SHORT TERM: pullback should be over.
After a very strong opening, a negative divergence again appeared between the growth group NAZ/NDX (which was making new highs for this rally), and the cyclical group SPX/DOW (which failed to do so). When combined with the short term overbought condition, the market was then ripe for a pullback, which it did. This, by the way, is the third time that the SPX has hit 1310, and the third time the market pulled back as soon as it occurred. The next time should be different.

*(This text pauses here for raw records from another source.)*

PR #2230, opened 2026-04-24
update .vma -> .manual_axis_type.varying

inailuig:


inailuig:
do we need some backward compatibility?

PhilipVinc:
This was on my radar, but it should be backwards compatible with pre jax 0.9 because I would not want to drop it just yet.

PhilipVinc:
@inailuig you could have a look at https://github.com/netket/netket/tree/pv/fixes-0.10 .
It was claude-generated, so the method he proposed (see below) is terrible but could be cleaned up.
I never got around to finishing it but maybe you could? all those getattr make me suffer.

```python
def aval_varying_axes(x) -> tuple:
    """
    Return the manual mesh axes over which a traced value is varying.
    JAX <= 0.9 exposed this as ``jax.typeof(x).vma``. JAX 0.10 replaced that
    attribute with ``manual_axis_type.varying``.
    """
    aval = jax.typeof(x)

    if hasattr(aval, "vma"):
        return tuple(aval.vma)

    manual_axis_type = getattr(aval, "manual_axis_type", None)
    if manual_axis_type is None:
        return ()

    varying = getattr(manual_axis_type, "varying", ())
    if not varying:
        return ()

    aval_sharding = getattr(aval, "sharding", None)
    mesh = getattr(aval_sharding, "mesh", None)
    axis_names = getattr(mesh, "axis_names", ())
    ordered_axes = tuple(axis for axis in axis_names if axis in varying)

    if len(ordered_axes) == len(varying):
        return ordered_axes

    return ordered_axes + tuple(axis for axis in varying if axis not in axis_names)

```

PR #2234, opened 2026-05-13
Add ladder operators to PauliStrings

### LINKED ISSUE #1206: Ladder operators in PauliStrings

Cooooked:
## Summary

- Allow `PauliStrings` operator strings to contain `+` and `-` ladder operators.
- Treat ladder operators as state flips with zero matrix elements when the operator cannot act on the current local state.
- Support both JAX and Numba PauliStrings paths.
- Expand ladder operators into Pauli terms for symbolic `@` multiplication.
- Add focused regression coverage for dense matrices, Z phases, and ladder-operator multiplication.

Fixes #1206.

## Testing

- `git diff --check`

I could not run the Python test suite in this workspace because no usable Python interpreter is installed here. Opening as draft so repository CI can validate the patch before review.

### DIFF
--- a/netket/operator/_pauli_strings/base.py
+++ b/netket/operator/_pauli_strings/base.py
@@ -31,7 +31,7 @@ from netket.utils.numbers import dtype as _dtype, is_scalar
 from .._abstract_operator import AbstractOperator
 from .._discrete_operator import DiscreteOperator
 
-valid_pauli_regex = re.compile(r"^[XYZI]+$")
+valid_pauli_regex = re.compile(r"^[XYZI+-]+$")
 
 
 def _standardize_matrix_input_type(op):
@@ -97,7 +97,7 @@ def canonicalize_input(hilbert: AbstractHilbert, operators, weights, *, dtype=No
     if not consistent:
         raise ValueError(
             """Operators in string must be one of
-            the Pauli operators X,Y,Z, or the identity I"""
+            the Pauli operators X,Y,Z, ladder operators +,-, or the identity I"""
         )
 
     weights = _standardize_matrix_input_type(weights)
@@ -538,7 +538,6 @@ def _split_string(s):
     return [x for x in str(s)]
 
 
-@jit(nopython=True)
 def _make_new_pauli_string(op1, w1, op2, w2):
     """Compute the (symbolic) tensor product of two pauli strings with weights
     Args:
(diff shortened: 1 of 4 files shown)


PhilipVinc:
are you a human or a bot?

gcarleo:
do a quick Turing test

Cooooked:
hi Netket/Netket this was a bot,  no wories

PhilipVinc:
I wory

Looking at each of the four indices: the NAZ made a new high for the bull market and does not have ANY resistance EW pivots until it hits NAZ 2593. Naturally it will be subjected to the activities of the other indices that do. Short term momentum is at neutral. The NDX made a new high for this rally hitting EW pivot 1717 and then pulling back to test NDX 1700 a few times today. It’s next overhead EW pivot is 1735. Short term momentum here is also at neutral, which is a normal pullback area during uptrends. The SPX again hit SPX 1310 and then pulled back to the EW 1300 pivot area. Overhead resistance is at EW pivot 1316, short term momentum here is also at neutral. The DOW has been acting a bit sloppy as it does on occasion. Still its EW support pivot 11140 has held every downturn thus far, overhead resistance remains EW pivot 11350. Short term momentum is displaying positive divergences in the RSI/MACD. Thus, expecting it to rally from here. Overall, the market continues to act constructively considering the downward pressure the Bond market has been placing on it, by making new lows every day for three days now. Looking for the rally to continue.